Zum abgebildeten Objekt: NGC 869/884 ist einer der wenigen echten Doppelsternhaufen. Er gehört dem Perseusarm der Milchstraße an und liegt in der Assoziation Perseus OB1. Manchmal liest man, h/χ Persei sei das Zentrum dieser Assoziation. In Burnham´s Celestial Handbook wird berichtet, dass schon Hipparchus und Ptolemäus 150 v. Chr. h/χ Persei als nebliges Fleckchen am Himmel kannten. Seltsam ist, dass Charles Messier den Doppelsternhaufen (der schon mit bloßem Auge sichtbar ist) nicht in seinen Katalog aufnahm. Ähnlich helle Objekte wie die Praesepe oder auch die Plejaden dagegen sind mit Messier-Nummern M 44 bzw. M 45 vertreten.

C.L. Slesnick, L.A. Hillenbrand und P. Massey veröffentlichten 2002 im Astrophysical Journal 576, 880–893 ihre Forschungsergebnisse, die sie am 90-cm-Teleskop des Kitt Peak National Observatory gewonnen hatten. Als Detektor hatte man die „Mosaic Widefield Camera“ angeschlossen. Sie hat acht in Reihen angeordnete CCD-Chips des Typs SITe 2048 x 4096. Die damit nutzbare Fläche entspricht einem Chip von insgesamt 8192 x 8192 Pixeln – wohlgemerkt, Technik aus dem Jahre 2002. Mit dieser Kamera wurden Einzelaufnahmen mit den wissenschaftlichen Filtern U, B und V bei 360 nm, 440 nm und 550 nm für fotometrische Auswertungen angefertigt. Bei einem Seeing von 1,3'' und einer Auflösung von 0,43'' pro Pixel konnte daraus ein Farbenhelligkeitsdiagramm (FHD, siehe Zusatzbild 1) erstellt werden.

Die folgenden drei Abschnitte biete ich als Lesestoff für astrophysikalisch Interessierte an. Der reine „pretty pictures“-Fotograf darf diesen Text getrost überspringen.

Wozu ist ein FHD für Astrofotografen überhaupt nützlich? Es zeigt, wie sich die Sternhelligkeiten über die Farben der Sterne verteilen. Die Farben werden über den Farbindex B-V bestimmt. B-V errechnet sich sehr simpel als Differenz zwischen Blauhelligkeit B und visueller Helligkeit V. Diese Werte werden mit den entsprechenden Filtern fotometrisch gemessen und sind für viele Sterne in der Datenbank Simbad angegeben. Ein Stern mit B = 10,27 mag und V = 9,12 mag z.B. hat folglich B-V = 10,27 mag – 9,12 mag = 1,15 mag. Im FHD sind die Messwerte V und B-V für alle Sterne eingetragen, und zwar als Punkte. Die Punkte sind also keine Sterne, sondern Messwertepaare. Der grün umkringelte Stern hat beispielsweise V = 8,5 mag und B-V = 0,4 mag.
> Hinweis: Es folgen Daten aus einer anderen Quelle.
PR #2256, opened 2020-12-11
autoconf2.13: move share dir from 'autoconf' to 'autoconf-2.13'

jannick0:
Not sure if this package is still needed.  

@lazka   This PR is a preparation step for keeping various autoconf version at the same time. We could later have packages `autoconf-2.69` and `autoconf` (=`autoconf-2.70.x`). Agree - or some other idea?  I am open for anything, but I think it would be helpful to keep `autoconf-2.69` in the play for some longer period of time to avoid massive complaints when packages are not prepared for `autoconf 2.70.x`.  If ok I can look to prepare the same for `autoconf 2.69`.
  
---
This commit aims at avoiding any interference with another autoconf release
package by keeping the library directory separate from other autoconf
release packages - WITHOUT breaking package functionality.

This approach might be consistently applied to other AUTOCONF versions
other than the latest one at the time.  Then the user can choose which
major AUTOCONF release version she wants to apply.

* PKGBUILD:
  - add and apply patch 0001-autoconf-2.13-version-specific-share-directory.patch
  - add missing dependency to PERL
* 0001-autoconf-2.13-version-specific-share-directory.patch:
  - add patch fixing library path

### DIFF
--- a/autoconf2.13/0001-autoconf-2.13-version-specific-share-directory.patch
+++ b/autoconf2.13/0001-autoconf-2.13-version-specific-share-directory.patch
@@ -1,0 +1,28 @@
+From 64c18ba1272c0158bb53459ba78306ab0e531b90 Mon Sep 17 00:00:00 2001
+Date: Fri, 11 Dec 2020 16:51:45 +0100
+Subject: [PATCH] autoconf-2.13-version-specific-share-directory
+
+* Makefile.in:
+  - ensure that datadir = '/usr/share/autoconf-2.13' is CONSISTENTLY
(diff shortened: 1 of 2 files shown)


lazka:
> Not sure if this package is still needed.

How can we figure this out? I'd prefer to remove it if possible.

lazka:
According to https://www.archlinux.org/packages/extra/any/autoconf2.13/ only firefox stuff. We might want to add js78 in the future, so let's keep it then.

lazka:
Thanks!

PR #2265, opened 2020-12-19
bash: Update to 5.1.004

lazka:
This is only moving changes around so they apply again. Not sure how to test this.. besides dogfooding it.


Alexpux:
Check first on local computer that it works. I try several times to update bash to 5.0 and it builds fine but not work

lazka:
It works fine here.

There was one problem where patch did a fuzzy match, inserting a change at the wrong place resulting in "cannot make pipe for command substitution" on start. This was the only problem I saw, but was easily fixed.

lazka:
Got two confirmations on gitter that it works, so merging.

PR #2266, opened 2020-12-19
Use zstd for all packages now

lazka:
It's been long enough and everyone should have a pacman that supports it


Biswa96:
> everyone should have a pacman that supports it

Let's have a Twitter poll.

lazka:
I think it was broken in the meantime anyway, since pacman depends on gnupg/curl and they use zst

jeremyd2019:
> It's been long enough and everyone should have a pacman that supports it

Maybe not, #2300

mati865:
Always there will be somebody trying to update from ancient version...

Was fangen wir damit an? Auf der unteren waagerechten Achse können wir die zugehörige Farbe ablesen. Dort habe ich passend zu den Farbindizes kleine Farbkreise als Sterne eingezeichnet, die den entsprechenden Farbton besitzen. B-V = -0,2 bis +0,2 mag sind knallblaue Sterne, weiße Sterne haben B-V = 0,62 mag, gelbe Sterne B-V = 1,3 mag und orange Sterne haben B-V = 1,5 bis 2,5 mag. Der Beispielstern von gerade hat mit B-V = 1,15 mag also eine hellgelbe Farbe. So kann der Astrofotograf aus dem Farbindex eines Sterns sofort seine Farbe ablesen.
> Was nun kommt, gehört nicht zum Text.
PR #4165, opened 2023-11-11
kicad7.x-library: Add package folder

stahta01:
This package folder provides common data libraries for a MINGW kicad package I am working on. Currently trying to get UCRT64 kicad to run, before doing the MINGW package PR.

### DIFF
--- a/kicad7.x-library/PKGBUILD
+++ b/kicad7.x-library/PKGBUILD
@@ -1,0 +1,129 @@
+# Contributor: Tim Stahlhut <stahta01@gmail.com>
+# These packages are data only and do not contain machine code.
+
+_enable_packages3D=yes
+_enable_templates=yes
+
+#_generator="Unix Makefiles"
+_generator="Ninja"
+
+_basename=kicad
+_majorpkgver=7
+_basepkgver=${_majorpkgver}.0
+_basepkgname=${_basename}${_basepkgver}
+_sharefoldername=${_basename}${_basepkgver}
+pkgbase=${_majorpkgver}.x-library
+pkgname=(
+  "${_basepkgname}-footprints"
+  "${_basepkgname}-symbols"
+  $( [[ ${_enable_templates} == "yes" ]] && echo "${_basepkgname}-templates")
+  $( [[ ${_enable_packages3D} == "yes" ]] && echo "${_basepkgname}-packages3D")
+)
+pkgdesc="Default description for libraries needed by mingw-w64 kicad application"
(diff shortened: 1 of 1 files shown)


mmuetzel:
Is there a reason why this package will be called `kicad7.x-library` instead of (an unversioned) `kicad-library`?

mmuetzel:
More general: I see your point in trying to reduce the installed data. But I don't know if the MSYS2 environment should be used as a data dump for the other (native) environments.

@lazka: What's your take on this?

stahta01:
> Is there a reason why this package will be called `kicad7.x-library` instead of (an unversioned) `kicad-library`?

My long term plan is to allow 2 or 3 version of kicad packages at once.
And, to use the largest of each major version.
As if the kicad people release an kicad 7.1 kicad7.x-library becomes 7.1 instead of the current 7.0.

And, I plan to add an kicad6.x-library that will be 6.0 or maybe 6.1.

Tim S.

stahta01:
> More general: I see your point in trying to reduce the installed data. But I don't know if the MSYS2 environment should be used as a data dump for the other (native) environments.
> 
> @lazka: What's your take on this?

I mostly agree; but, had no idea where else to put it. I could put it in a share folder under one of the MINGW location like MINGW64 or UCRT64.
Or, I could make an new location to put it; if a new location I would prefer someone else chose the name.

Tim S.

mmuetzel:
> I mostly agree; but, had no idea where else to put it. I could put it in a share folder under one of the MINGW location like MINGW64 or UCRT64.

I don't think the native environments should cross-reference like this either.
MSYS2 is sometimes also used as a base to create "re-distributable packages" for one software. (Think of "Git for Windows" or others.) It would be strange if they'd need to "mix" installations in different environments to get to a working software.

> Or, I could make an new location to put it; if a new location I would prefer someone else chose the name.

What is the main goal of this idea? Reduce the size of the packages on the MSYS2 mirrors? Or reduce the size of the installation on the user side?
If it is the latter: How many users actually install the same software in multiple environments (apart from testers or packagers)? (To be honest: I do that. But I'd count myself to the testers and packagers group.) A "normal" user of the software probably only installs it once in one single environment.
If it is the former: Do we need to worry about that?

lazka:
This package here at least is 385MB per env. Not sure that's enough to warrant anything special

stahta01:
> This package here at least is 385MB per env. Not sure that's enough to warrant anything special

Okay I will close this PR; I thought it was much bigger.

PR #4168, opened 2023-11-13
cross-gcc: Update to 13.2.0

lazka:
* sync in patches from cygwin gcc
* sync in important patches from mingw gcc not related to the build
* enabling stripping (not sure why it was disabled)
* reduce diff for build options to the mingw gcc build a bit


jeremyd2019:
> * enabling stripping (not sure why it was disabled)

building this for i686 msys2 results in a failure to build, eg, mingw-w64-cross-zlib for x86_64 with
```
/opt/lib/gcc/x86_64-w64-mingw32/13.2.0/../../../../x86_64-w64-mingw32/bin/ld: /opt/lib/gcc/x86_64-w64-mingw32/13.2.0/libgcc.a: error adding symbols: archive has no index; run ranlib to add one
```

I am guessing trying to use i686-pc-msys strip against x86_64 .a files somehow breaks the index.  I don't know why the other way (x86_64-pc-msys strip against i686 .a files) doesn't break anything.

lazka:
Oh, that might be why strip was disabled

lazka:
Btw, I was planning to add a ucrt variant too. Now that I think of msys32 I wonder how I can do that in a non hacky way.. Hm..

jeremyd2019:
Well, i686 is not supported, so there's no guarantee that every package (especially a new one) needs to be able to build there.  But I don't see why a ucrt-targetting cross-compiler would be any more of an issue on i686 than on x86_64.  Unless by "a non hacky way that works in CI" you just mean bootstrapping... That would need to be done on x86_64 also, but maybe you were just going to do that manually.

lazka:
Yeah, I meant bootstrapping onlt, I was building some things locally with msvcrt to break the cycles.

PR #4177, opened 2023-11-16
mingw-w64-cross-gcc: disable stripping again

jeremyd2019:
This was causing x86_64 libgcc.a to fail to link on an i686 msys host, apparently due to strip messing up the non-native libraries.  See https://github.com/msys2/MSYS2-packages/pull/4168#issuecomment-1813274876

### DIFF
--- a/mingw-w64-cross-gcc/PKGBUILD
+++ b/mingw-w64-cross-gcc/PKGBUILD
@@ -4,7 +4,7 @@ _realname=gcc
 _mingw_suff=mingw-w64-cross
 pkgname=("${_mingw_suff}-${_realname}")
 pkgver=13.2.0
-pkgrel=1
+pkgrel=2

Das FHD zeigt, dass die Sterne von h/χ Persei nicht wahllose Farben und Helligkeiten besitzen, sondern dass die Messwerte sich in einem locker besetzten, so genannten „Ast“ anordnen. Dieser Ast hier nennt sich die „Hauptreihe“. Die zugehörigen Sterne sind dann die „Hauptreihensterne“. Die roten Messpunkte beziehen sich auf Sterne in h Persei, die blauen Messpunkte auf Sterne in χ Persei, beide Äste fallen zusammen. Zur Eichung der Helligkeiten wurden zahlreiche Landolt-Sterne benutzt (A.U. Landolt: „UBVRI Photometric Standard Stars in the Magnitude Range 11.5 < V < 16.0 around the Celestial Equator”; Astronom. Journal 104, 340-371, 1992). Astrofotografen, die auch fotometrieren, kennen diese Landolt-Eichsterne!
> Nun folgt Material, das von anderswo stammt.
PR #4186, opened 2023-11-16
mingw-w64-cross: add x86_64-w64-mingw32ucrt

lazka:
This is a cross compiler targeting for 64bit ucrt. The target triple is the some Fedora decided to use: https://fedoraproject.org/wiki/Changes/F37MingwUCRT

### DIFF
--- a/mingw-w64-cross-binutils/PKGBUILD
+++ b/mingw-w64-cross-binutils/PKGBUILD
@@ -5,7 +5,7 @@ _realname=binutils
 _mingw_suff=mingw-w64-cross
 pkgname=("${_mingw_suff}-${_realname}")
 pkgver=2.41
-pkgrel=1
+pkgrel=2
 pkgdesc="A set of programs to assemble and manipulate binary and object files"
 arch=('i686' 'x86_64')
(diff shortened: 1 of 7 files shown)


lazka:
@jeremyd2019 There is a cycle between gcc and crt/winpthreads/default-manifest. I solved it by building the later ones with msvcrt locally, then building gcc, and then rebuilding the other packages again, which happened to work. Not sure what the expected path is there (??)

jeremyd2019:
I think that the way one is expected to start from scratch is to build some subset of gcc, then use that to build crt/winpthreads/windows-default-manifest, then build the rest of gcc.

I can build the bootstrapping packages if necessary, or even just use the x86_64 ones since they should just be target binaries (they could probably be `'all'` packages).

lazka:
> I think that the way one is expected to start from scratch is to build some subset of gcc, then use that to build crt/winpthreads/windows-default-manifest, then build the rest of gcc.

ok, that's probably not worth it at it point

> I can build the bootstrapping packages if necessary, or even just use the x86_64 ones since they should just be target binaries (they could probably be `'all'` packages).

true, let's see then

PR #4193, opened 2023-11-18
c-ares: Update to 1.22.1

lazka:


lazka:
some cmake configure checks fail. Not clear where the problem is yet.

PR #4199, opened 2023-11-22
pkgconf: Update to 2.0.3

lazka:


dg0yt:
We need 2.1.0 now!

dg0yt:
(All 2.0 releases are broken due to https://github.com/pkgconf/pkgconf/issues/322.)

MehdiChinoune:
> We need 2.1.0 now!

Are you using pkgconf or mingw-w64-pkgconf, I think vcpkg uses the latter

dg0yt:
> Are you using pkgconf or mingw-w64-pkgconf, I think vcpkg uses the latter

Good question. 
It uses the mingw versions for general PKGCONFIG purposes (e.g. via CMake). 
But it always carried msys pkg-config, now pkgconf, as a default package for the autotools build environment. And it works.

Issue #2282, opened 2020-12-27
Bad address on some path conversions


lazka:
```
#!/bin/bash
# this isn't supposed to work, just some parameters and calling a random mingw executable
/mingw64/bin/gcc.exe --foreign-types=C:/qt5/pkg/mingw-w64-x86_64-qt5,C:/qt5/pkg/mingw-w64-x86_64-qt5
```

```
$ bash a.sh
a.sh: line 2: /mingw64/bin/gcc.exe: Bad address
```

Looks like the path conversion code errors out, but it's erratic, so likely a memory corruption.

Adding `export MSYS2_ARG_CONV_EXCL='*'` makes it work

Possibly related: https://github.com/m-ab-s/media-autobuild_suite/issues/1584

dg0yt:
Still reproducable...
The error goes away if another command is called first. Even `:` is enough. The output is surprising:
~~~
gcc.exe: error: unrecognized command-line option '--foreign-types=C;D:\msys64\qt5\pkg\mingw-w64-x86_
64-qt5,C;D:\msys64\qt5\pkg\mingw-w64-x86_64-qt5'
gcc.exe: fatal error: no input files
compilation terminated.
~~~

dg0yt:
IIUC in `C:/qt5/pkg/mingw-w64-x86_64-qt5,C:/qt5/pkg/mingw-w64-x86_64-qt5`
we assume a mixed (`cypath -m`) path list, separated by `;`, but  
`bash`/MSYS2 assumes a Unix (`cypath -u`) path list, separated by `:`, transforming

`C` -> `C`
`/qt5/pkg/mingw-w64-x86_64-qt5,C` -> `D:\msys64\qt5\pkg\mingw-w64-x86_
64-qt5,C`
`/qt5/pkg/mingw-w64-x86_64-qt5` -> `D:\msys64\qt5\pkg\mingw-w64-x86_
64-qt5`

(given my MSYS2 installation in `D:\msys64`)

That is just the unexpected part of the successful conversion when calling MINGW64 from MSYS2.
It doesn't explain the "Bad address".

dg0yt:
> Adding `export MSYS2_ARG_CONV_EXCL='*'` makes it work

Any non-empty value makes it work...

dg0yt:
I have a working fix: Change
[...]

PR #4200, opened 2023-11-22
msys2-runtime: avoid "Bad address" errors in the MSYS2 path conversion

dscho:
This commit corresponds to https://github.com/msys2/msys2-runtime/pull/179 and should fix https://github.com/msys2/MSYS2-packages/issues/2282 and maybe even https://github.com/microsoft/vcpkg/pull/34274.

### DIFF
--- a/msys2-runtime/0039-fixup-Add-functionality-for-converting-UNIX-paths-in.patch
+++ b/msys2-runtime/0039-fixup-Add-functionality-for-converting-UNIX-paths-in.patch
@@ -1,0 +1,30 @@
+From 0e7d0755a911149d0c517c6b93887b3155a9cfe0 Mon Sep 17 00:00:00 2001
+From: Kai Pastor <dg0yt@darc.de>
+Date: Tue, 21 Nov 2023 09:24:03 +0100
+Subject: [PATCH 39/N] fixup! Add functionality for converting UNIX paths in
+ arguments and environment variables to Windows form for native Win32
+ applications.
+
+Don't memchr behind end, it+1
+---
+ winsup/cygwin/msys2_path_conv.cc | 7 +++++++
+ 1 file changed, 7 insertions(+)
+
+diff --git a/winsup/cygwin/msys2_path_conv.cc b/winsup/cygwin/msys2_path_conv.cc
+index 2bdf0ae..d4f0192 100644
+--- a/winsup/cygwin/msys2_path_conv.cc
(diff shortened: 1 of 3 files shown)


dg0yt:
Two more fixup patches here? Shouldn't the commits have better been squashed when merged to msys2-runtime? 
I'm planning to submit more changes to reduce the number of allocations... and I often keep individual changes as individual commits in one PR, for PR review purposes.

lazka:
The PKGBUILD is just a straight mirror of the active branch of msys2/msys2-runtime. In msys2/msys2-runtime we only squash when we rebase for a new version to not break the existing history.

dscho:
> Two more fixup patches here?

Yes. To allow for easier collaboration, we never force-push `msys2-<version>` branches in https://github.com/msys2/msys2-runtime.

And as @lazka pointed out, we only every update the patches in this repository's `msys2-runtime/` subdirectory via the `update-patches.sh` script (I always meant to add some automation that I could easily kick off from a merged msys2/msys2-runtime PR to create the corresponding msys2/MSYS2-packages PR, but never got around to doing that). The reason is that it is much easier to build confidence in the correctness that way.

> Shouldn't the commits have better been squashed when merged to msys2-runtime?

Yes! And we will do that when the next Cygwin version is released: Then, we will create a new `msys2-<new-version>` branch that points at the Cygwin revision, then rebase the commits from the previous `msys2-<version>` branch, push them as `tentative/msys2-<new-version>` and open a PR in msys2/msys2-runtime for cross-validation by other team members.

That rebase will be performed with `--auto-squash` and everything will get neat and tidy again.

> I'm planning to submit more changes to reduce the number of allocations...

Looking forward to them!

> and I often keep individual changes as individual commits in one PR, for PR review purposes.

Excellent. I like well-prepared PRs like that.

dscho:
I guess there is room for explanation in [msys2-runtime's `README`](https://github.com/msys2/msys2-runtime#readme)...

lazka:
It's documented here, somewhat: https://github.com/msys2/msys2-runtime/wiki

dg0yt:
Well, I really had to pull together pieces from different sources until I was able to arrive at testable packages.

lazka:
yeah, lots of room for improvements there

lazka:
It's in the pacman repo now

dg0yt:
vcpkg CI is happy :tada:

PR #4245, opened 2023-12-08
Update pacman

lazka:
Adds https://github.com/msys2/msys2-pacman/pull/33


lazka:
This also pulls in new curl and openssl afaics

Jetzt wieder Text für alle: Die Daten aus dem FHD ermöglichten anschließende Berechnungen, aus denen die Astronomen folgende Schlussfolgerungen ziehen konnten:

a) Beide Sternhaufen sind mit etwa 7650 Lichtjahren gleich weit entfernt.

b) Das Alter ist für NGC 869 und NGC 884 im Wesentlichen identisch, nämlich 12,8 und 12,9 Millionen Jahre. Das ist jung!

c) Es gibt keinerlei Hinweis darauf, dass die Einzelsterne von h/χ Persei in verschiedenen Schüben entstanden sind. Das bedeutet, dass der Doppelsternhaufen in einer einzigen Epoche entstand.

d) Die Masse von NGC 869 beträgt ~3.700 Sonnenmassen, NGC 884 hat ~2.800 Sonnenmassen.

Damit zählen h und χ Persei zu den massereichsten offenen Sternhaufen! Die Plejaden besitzen zum Vergleich nur ca. 320 Sonnenmassen. Der Supersternhaufen R 136 in der Großen Magellanschen Wolke kommt sogar auf 35.000 Sonnenmassen. Kugelsternhaufen sind noch um einen Faktor 10 bis 20 massereicher. Außerdem haben h und χ Persei etwa den gleichen Winkeldurchmesser von 30'. In der oben genannten Entfernung wäre das ein wahrer Durchmesser von jeweils 67 Lichtjahren. Das ist halb so groß wie ein durchschnittlicher Kugelsternhaufen! NGC 869 ist visuell 4,3 mag hell, NGC 884 mit 4,4 mag fast gleich hell. Beide Haufen sind nur 78´ voneinander getrennt. Wenn sie von uns tatsächlich gleich weit entfernt sind, dann beträgt ihr wahrer Abstand etwa 180 Lj.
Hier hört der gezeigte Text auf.